* TASK DESCRIPTION *
Two lines below mark the span: the one containing "PR #290, opened 2022-08-01" and the one containing "### LINKED ISSUE #183: #EXT-OATCLS-SCTE35". Set down both, plus every line between, exactly as they stand, and nothing else.
START RECORDS FOR THE TASK
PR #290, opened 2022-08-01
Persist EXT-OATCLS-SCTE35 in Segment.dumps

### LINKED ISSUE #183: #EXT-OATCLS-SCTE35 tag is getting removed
END RECORDS FOR THE TASK
START RECORDS FOR THE TASK
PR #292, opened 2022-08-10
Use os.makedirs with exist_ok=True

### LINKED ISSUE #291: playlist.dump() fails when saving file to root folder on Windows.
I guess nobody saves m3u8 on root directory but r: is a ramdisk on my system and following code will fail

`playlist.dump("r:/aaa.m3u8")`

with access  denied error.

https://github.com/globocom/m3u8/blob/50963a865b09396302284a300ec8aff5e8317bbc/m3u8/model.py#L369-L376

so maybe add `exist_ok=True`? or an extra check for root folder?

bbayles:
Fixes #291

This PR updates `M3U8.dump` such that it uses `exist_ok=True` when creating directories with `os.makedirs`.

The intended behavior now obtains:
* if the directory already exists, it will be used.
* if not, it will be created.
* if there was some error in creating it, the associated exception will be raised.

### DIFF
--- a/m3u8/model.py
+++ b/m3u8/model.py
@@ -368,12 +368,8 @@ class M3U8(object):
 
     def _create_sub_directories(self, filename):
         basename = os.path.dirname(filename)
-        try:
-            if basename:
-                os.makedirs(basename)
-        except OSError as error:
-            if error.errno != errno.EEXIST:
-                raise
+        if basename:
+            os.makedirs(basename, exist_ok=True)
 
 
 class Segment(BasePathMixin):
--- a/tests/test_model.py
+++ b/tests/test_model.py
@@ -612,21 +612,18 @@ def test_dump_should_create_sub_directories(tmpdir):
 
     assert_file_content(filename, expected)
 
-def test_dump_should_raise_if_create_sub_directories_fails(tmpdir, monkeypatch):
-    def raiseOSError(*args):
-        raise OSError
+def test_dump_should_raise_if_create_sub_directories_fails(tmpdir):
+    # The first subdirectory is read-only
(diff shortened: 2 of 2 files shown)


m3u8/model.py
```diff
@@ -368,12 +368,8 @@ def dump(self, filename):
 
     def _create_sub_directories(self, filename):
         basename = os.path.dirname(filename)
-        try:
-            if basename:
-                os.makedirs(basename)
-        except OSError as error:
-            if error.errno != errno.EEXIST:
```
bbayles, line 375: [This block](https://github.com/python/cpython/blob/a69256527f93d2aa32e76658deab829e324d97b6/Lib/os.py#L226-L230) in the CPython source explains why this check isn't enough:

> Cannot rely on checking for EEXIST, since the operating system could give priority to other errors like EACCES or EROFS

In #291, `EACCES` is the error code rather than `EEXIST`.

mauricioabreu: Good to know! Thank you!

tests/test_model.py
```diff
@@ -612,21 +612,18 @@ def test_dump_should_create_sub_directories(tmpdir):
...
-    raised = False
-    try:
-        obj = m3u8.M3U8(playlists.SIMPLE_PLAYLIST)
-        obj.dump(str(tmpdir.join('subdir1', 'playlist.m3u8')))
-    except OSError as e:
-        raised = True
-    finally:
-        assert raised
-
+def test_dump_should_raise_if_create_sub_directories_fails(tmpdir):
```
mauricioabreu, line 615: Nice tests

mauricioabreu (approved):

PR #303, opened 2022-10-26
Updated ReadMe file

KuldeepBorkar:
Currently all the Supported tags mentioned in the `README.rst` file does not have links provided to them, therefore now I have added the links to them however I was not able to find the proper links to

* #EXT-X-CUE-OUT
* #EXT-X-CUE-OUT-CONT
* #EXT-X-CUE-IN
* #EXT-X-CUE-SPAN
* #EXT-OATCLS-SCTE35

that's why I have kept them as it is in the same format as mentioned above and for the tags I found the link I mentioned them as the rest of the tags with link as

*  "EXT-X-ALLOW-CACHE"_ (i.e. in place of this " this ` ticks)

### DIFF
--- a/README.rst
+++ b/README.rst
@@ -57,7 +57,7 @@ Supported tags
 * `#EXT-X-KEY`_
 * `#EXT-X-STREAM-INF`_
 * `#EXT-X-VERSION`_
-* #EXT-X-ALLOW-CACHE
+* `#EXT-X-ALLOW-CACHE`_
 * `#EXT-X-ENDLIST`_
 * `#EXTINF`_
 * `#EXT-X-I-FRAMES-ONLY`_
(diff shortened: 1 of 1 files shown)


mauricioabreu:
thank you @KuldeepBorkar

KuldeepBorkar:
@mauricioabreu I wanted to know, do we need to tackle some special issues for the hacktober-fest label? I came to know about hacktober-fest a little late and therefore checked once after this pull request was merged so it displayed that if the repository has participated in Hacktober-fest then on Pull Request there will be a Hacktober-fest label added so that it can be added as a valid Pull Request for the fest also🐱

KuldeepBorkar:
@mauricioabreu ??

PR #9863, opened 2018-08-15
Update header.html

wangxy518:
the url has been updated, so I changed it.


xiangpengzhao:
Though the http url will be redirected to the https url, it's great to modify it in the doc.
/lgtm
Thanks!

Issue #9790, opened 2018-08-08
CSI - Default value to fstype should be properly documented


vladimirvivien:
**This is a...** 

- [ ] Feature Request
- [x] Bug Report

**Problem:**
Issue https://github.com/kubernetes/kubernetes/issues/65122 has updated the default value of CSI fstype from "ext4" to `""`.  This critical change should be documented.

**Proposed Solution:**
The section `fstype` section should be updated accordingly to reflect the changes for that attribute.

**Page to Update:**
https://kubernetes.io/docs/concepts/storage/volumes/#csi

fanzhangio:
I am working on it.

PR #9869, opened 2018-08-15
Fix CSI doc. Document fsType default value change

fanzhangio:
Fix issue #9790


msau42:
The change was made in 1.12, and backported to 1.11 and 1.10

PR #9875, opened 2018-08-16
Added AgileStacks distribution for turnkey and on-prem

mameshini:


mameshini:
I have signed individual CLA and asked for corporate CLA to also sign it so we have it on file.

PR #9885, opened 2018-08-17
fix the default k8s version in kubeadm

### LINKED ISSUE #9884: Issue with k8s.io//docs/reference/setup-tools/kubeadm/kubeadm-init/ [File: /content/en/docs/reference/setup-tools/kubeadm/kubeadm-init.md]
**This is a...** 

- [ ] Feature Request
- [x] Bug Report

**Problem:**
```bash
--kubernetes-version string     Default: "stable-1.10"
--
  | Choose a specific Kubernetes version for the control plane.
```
END RECORDS FOR THE TASK
START RECORDS FOR THE TASK
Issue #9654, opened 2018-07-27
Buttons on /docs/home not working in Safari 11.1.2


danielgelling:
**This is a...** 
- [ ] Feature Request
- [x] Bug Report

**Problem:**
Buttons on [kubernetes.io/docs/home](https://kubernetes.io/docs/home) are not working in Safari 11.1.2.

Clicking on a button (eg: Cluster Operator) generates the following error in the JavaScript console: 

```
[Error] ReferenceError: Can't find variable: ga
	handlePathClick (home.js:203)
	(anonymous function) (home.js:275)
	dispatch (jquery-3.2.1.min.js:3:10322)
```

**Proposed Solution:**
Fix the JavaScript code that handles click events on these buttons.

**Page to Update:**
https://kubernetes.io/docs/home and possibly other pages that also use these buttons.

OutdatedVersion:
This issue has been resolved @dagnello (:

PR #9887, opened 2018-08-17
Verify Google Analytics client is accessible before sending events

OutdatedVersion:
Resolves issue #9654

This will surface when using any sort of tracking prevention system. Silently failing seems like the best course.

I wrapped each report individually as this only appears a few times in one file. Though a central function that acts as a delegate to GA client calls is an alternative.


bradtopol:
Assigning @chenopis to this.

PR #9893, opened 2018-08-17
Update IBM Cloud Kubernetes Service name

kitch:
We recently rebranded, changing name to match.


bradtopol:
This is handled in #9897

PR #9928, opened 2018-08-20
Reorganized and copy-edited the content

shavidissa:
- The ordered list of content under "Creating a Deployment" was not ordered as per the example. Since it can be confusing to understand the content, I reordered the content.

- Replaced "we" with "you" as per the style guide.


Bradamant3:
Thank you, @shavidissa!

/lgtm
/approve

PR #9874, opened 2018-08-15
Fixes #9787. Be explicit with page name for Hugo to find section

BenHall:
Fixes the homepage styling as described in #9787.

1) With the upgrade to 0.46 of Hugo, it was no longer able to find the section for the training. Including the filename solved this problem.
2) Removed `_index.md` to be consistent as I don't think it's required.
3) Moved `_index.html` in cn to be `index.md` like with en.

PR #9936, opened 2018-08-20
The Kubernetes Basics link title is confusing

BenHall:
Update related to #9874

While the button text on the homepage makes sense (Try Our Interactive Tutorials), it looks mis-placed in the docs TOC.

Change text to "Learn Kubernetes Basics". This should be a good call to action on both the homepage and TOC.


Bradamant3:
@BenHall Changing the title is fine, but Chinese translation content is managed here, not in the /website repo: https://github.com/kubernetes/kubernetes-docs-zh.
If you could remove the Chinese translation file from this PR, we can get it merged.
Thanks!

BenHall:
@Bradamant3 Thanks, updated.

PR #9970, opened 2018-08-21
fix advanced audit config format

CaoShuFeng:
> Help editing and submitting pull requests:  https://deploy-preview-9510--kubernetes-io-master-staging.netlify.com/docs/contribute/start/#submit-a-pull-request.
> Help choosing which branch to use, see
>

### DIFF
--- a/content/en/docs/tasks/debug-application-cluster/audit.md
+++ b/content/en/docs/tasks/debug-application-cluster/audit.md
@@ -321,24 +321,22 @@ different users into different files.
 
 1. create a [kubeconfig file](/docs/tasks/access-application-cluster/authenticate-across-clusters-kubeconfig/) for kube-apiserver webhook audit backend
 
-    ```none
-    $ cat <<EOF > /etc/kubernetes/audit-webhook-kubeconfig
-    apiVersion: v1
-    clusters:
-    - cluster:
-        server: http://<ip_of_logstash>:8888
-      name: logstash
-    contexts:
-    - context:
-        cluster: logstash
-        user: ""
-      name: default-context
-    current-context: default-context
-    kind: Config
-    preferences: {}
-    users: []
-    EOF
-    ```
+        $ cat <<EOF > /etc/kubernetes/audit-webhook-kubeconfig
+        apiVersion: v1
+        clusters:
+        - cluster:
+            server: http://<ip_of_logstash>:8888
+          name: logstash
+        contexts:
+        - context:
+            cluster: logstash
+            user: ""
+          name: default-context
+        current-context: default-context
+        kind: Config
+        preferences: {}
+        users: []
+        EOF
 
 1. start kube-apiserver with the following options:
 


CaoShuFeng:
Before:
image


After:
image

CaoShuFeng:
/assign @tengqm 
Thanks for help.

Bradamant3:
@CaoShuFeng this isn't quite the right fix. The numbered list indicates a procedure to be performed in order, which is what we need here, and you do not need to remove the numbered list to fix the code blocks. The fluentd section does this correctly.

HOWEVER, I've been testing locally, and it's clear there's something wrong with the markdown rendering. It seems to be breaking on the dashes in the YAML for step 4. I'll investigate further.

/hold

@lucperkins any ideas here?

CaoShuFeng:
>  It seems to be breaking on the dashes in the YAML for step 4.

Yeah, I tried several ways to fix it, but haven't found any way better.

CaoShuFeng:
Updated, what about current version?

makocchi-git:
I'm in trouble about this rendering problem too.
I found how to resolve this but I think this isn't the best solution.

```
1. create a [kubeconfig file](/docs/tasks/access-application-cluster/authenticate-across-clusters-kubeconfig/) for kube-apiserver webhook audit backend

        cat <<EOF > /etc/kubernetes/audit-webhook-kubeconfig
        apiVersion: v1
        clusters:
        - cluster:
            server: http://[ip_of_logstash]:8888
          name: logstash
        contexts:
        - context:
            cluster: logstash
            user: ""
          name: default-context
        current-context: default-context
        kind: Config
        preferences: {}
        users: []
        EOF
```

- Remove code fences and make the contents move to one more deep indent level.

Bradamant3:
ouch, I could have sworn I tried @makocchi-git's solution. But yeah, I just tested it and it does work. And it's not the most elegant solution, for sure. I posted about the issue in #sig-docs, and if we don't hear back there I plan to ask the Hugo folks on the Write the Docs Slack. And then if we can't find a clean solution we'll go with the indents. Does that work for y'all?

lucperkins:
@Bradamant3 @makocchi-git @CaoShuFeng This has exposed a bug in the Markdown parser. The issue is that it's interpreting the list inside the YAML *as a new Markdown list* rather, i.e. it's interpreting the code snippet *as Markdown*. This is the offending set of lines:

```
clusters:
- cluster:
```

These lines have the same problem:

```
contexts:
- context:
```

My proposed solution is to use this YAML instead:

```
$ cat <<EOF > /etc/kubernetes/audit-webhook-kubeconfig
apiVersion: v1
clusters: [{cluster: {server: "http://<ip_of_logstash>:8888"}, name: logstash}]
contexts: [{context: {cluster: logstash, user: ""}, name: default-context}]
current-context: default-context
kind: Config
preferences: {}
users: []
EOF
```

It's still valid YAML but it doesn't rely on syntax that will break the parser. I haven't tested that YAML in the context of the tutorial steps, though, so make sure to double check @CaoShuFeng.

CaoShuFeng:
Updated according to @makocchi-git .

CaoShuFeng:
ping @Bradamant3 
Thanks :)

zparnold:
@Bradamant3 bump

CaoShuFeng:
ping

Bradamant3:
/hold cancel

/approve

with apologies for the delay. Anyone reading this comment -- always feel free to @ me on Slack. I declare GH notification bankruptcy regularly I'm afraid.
END RECORDS FOR THE TASK
* ANSWER AREA *
PR #290, opened 2022-08-01
Persist EXT-OATCLS-SCTE35 in Segment.dumps

### LINKED ISSUE #183: #EXT-OATCLS-SCTE35 tag is getting removed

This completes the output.